Collected data entries
*** Block opens ***
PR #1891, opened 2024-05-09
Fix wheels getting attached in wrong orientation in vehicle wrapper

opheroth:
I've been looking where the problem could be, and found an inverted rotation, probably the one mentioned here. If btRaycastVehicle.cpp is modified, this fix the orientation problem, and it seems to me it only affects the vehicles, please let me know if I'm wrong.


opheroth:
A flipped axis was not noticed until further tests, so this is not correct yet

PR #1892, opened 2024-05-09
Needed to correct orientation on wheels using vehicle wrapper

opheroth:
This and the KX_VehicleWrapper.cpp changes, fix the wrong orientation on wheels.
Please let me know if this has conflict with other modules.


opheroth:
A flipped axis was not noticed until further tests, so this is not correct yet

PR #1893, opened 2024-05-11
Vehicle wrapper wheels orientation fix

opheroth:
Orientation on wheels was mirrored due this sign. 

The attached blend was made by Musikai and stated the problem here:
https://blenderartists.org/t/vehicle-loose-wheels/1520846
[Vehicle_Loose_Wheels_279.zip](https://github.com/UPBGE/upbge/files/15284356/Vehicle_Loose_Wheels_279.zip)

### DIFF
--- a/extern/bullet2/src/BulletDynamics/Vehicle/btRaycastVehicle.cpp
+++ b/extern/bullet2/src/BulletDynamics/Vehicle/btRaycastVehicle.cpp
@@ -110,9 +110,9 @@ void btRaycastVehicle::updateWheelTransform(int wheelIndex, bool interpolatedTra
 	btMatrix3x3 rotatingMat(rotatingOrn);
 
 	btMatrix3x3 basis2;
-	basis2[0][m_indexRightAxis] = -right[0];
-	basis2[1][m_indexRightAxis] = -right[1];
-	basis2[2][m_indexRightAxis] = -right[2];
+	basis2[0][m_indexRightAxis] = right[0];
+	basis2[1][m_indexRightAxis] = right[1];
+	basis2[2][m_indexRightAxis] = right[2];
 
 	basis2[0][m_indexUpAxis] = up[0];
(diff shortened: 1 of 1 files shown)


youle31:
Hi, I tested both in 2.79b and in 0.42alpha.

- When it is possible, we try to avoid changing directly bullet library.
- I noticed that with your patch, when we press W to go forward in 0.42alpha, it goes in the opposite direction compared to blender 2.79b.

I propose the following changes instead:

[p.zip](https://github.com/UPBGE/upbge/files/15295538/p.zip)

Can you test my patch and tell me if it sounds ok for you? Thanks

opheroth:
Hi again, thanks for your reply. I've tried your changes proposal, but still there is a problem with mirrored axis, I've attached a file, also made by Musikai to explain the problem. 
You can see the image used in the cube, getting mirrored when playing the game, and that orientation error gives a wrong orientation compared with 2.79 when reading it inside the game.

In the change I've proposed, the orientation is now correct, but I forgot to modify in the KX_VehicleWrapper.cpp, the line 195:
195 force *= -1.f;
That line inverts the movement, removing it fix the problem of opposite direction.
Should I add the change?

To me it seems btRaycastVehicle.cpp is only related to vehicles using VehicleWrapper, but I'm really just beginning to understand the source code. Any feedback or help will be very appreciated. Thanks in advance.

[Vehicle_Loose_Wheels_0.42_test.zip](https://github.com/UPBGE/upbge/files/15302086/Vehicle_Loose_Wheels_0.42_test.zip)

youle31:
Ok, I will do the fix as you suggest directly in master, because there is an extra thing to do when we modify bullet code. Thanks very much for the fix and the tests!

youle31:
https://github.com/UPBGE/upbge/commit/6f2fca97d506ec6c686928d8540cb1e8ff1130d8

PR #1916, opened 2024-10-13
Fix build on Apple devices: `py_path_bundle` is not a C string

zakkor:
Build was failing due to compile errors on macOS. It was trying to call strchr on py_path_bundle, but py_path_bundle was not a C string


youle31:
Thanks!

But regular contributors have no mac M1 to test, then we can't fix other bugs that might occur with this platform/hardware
*** Block closes ***
*** Block opens ***
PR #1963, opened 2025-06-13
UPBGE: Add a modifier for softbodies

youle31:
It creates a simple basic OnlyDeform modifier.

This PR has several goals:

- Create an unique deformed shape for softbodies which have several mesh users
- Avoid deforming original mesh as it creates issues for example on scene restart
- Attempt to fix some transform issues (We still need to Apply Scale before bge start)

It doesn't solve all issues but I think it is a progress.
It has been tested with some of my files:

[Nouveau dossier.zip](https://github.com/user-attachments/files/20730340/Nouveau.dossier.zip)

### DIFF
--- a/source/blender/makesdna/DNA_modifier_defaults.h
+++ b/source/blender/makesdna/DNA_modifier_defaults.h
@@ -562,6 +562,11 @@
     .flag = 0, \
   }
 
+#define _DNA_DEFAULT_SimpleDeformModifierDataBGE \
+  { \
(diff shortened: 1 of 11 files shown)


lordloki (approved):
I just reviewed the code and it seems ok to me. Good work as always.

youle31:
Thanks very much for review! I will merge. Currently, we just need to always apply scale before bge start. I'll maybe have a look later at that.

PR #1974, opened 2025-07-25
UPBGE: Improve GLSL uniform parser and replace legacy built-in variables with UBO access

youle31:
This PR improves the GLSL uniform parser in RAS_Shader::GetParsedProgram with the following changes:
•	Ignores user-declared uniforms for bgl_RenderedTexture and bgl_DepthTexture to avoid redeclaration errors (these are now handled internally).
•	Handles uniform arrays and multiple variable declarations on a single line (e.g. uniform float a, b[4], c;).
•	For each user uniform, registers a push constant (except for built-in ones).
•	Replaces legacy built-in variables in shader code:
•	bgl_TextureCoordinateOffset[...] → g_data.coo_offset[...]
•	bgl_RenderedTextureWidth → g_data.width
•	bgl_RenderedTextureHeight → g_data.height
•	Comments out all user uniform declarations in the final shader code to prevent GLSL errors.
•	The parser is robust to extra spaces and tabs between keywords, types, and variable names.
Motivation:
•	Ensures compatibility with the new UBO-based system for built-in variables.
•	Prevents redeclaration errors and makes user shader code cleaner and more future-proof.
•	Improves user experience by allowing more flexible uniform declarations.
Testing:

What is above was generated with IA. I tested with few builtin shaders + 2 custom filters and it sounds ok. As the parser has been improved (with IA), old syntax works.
*** Block closes ***
*** Block opens ***
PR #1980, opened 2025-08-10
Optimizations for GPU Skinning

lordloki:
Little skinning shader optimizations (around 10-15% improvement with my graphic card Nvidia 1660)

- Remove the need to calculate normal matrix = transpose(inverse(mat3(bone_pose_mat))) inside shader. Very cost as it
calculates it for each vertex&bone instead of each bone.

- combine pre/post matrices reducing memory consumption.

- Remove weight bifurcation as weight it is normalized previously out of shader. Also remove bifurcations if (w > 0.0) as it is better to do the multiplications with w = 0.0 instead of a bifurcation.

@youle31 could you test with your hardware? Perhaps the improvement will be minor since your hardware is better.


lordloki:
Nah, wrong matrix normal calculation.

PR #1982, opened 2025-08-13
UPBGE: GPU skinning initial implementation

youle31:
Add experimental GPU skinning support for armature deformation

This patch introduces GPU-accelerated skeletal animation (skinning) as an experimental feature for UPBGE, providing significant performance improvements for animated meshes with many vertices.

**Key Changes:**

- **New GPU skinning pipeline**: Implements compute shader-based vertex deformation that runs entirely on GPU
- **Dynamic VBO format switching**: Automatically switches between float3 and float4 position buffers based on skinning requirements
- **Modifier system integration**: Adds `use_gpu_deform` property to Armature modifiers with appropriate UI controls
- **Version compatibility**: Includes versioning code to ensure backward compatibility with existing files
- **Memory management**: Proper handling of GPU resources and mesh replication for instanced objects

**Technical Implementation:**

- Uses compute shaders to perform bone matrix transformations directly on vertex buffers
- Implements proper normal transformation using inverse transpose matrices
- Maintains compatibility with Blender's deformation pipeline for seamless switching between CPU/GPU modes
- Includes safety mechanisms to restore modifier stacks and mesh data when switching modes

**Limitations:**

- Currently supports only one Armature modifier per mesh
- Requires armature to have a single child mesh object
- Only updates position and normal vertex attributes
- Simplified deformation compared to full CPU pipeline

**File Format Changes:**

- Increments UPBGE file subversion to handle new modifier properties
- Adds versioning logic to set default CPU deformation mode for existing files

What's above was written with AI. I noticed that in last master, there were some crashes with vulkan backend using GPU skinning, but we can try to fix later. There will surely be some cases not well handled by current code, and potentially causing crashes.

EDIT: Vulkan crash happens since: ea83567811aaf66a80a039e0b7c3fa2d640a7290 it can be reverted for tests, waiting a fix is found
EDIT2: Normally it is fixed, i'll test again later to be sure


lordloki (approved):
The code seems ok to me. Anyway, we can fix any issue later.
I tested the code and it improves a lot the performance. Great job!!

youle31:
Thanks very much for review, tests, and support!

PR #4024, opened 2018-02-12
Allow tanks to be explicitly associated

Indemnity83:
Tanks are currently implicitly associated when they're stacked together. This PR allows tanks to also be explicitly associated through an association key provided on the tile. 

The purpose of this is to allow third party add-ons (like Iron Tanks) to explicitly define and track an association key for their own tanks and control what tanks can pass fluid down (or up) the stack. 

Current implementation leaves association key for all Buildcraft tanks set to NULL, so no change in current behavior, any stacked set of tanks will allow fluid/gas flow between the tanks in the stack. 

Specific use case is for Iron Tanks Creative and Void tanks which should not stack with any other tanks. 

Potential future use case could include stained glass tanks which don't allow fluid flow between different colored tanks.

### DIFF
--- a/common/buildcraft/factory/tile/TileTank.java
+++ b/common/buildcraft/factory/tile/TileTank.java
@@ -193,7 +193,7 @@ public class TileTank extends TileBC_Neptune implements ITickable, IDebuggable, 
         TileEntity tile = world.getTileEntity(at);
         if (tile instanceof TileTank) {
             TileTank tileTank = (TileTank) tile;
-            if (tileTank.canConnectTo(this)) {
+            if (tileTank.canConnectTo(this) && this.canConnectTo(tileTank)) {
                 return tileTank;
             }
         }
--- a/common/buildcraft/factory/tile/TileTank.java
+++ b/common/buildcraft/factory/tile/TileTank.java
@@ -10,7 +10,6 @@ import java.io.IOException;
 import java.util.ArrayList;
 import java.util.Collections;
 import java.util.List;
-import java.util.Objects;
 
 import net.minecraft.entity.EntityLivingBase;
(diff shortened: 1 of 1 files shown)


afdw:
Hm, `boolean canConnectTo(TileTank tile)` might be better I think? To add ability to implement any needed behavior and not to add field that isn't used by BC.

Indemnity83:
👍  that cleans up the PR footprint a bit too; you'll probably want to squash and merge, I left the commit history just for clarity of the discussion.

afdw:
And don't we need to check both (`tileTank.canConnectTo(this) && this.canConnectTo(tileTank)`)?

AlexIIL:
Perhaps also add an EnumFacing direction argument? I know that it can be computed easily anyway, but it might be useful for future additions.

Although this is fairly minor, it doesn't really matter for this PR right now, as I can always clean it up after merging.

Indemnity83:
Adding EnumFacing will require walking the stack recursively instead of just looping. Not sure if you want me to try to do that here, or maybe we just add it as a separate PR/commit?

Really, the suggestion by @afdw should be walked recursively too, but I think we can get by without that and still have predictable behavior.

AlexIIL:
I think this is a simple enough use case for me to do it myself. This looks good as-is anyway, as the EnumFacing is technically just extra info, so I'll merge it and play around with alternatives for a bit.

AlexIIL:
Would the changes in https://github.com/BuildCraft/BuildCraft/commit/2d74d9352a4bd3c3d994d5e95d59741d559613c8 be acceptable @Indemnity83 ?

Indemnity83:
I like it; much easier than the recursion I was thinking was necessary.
*** Block closes ***
WHAT THE EXERCISE ASKS ▸
Identify the lines in the entries above that contain "like", then copy them out.

FINISHED TASK ▸
The purpose of this is to allow third party add-ons (like Iron Tanks) to explicitly define and track an association key for their own tanks and control what tanks can pass fluid down (or up) the stack. 
I like it; much easier than the recursion I was thinking was necessary.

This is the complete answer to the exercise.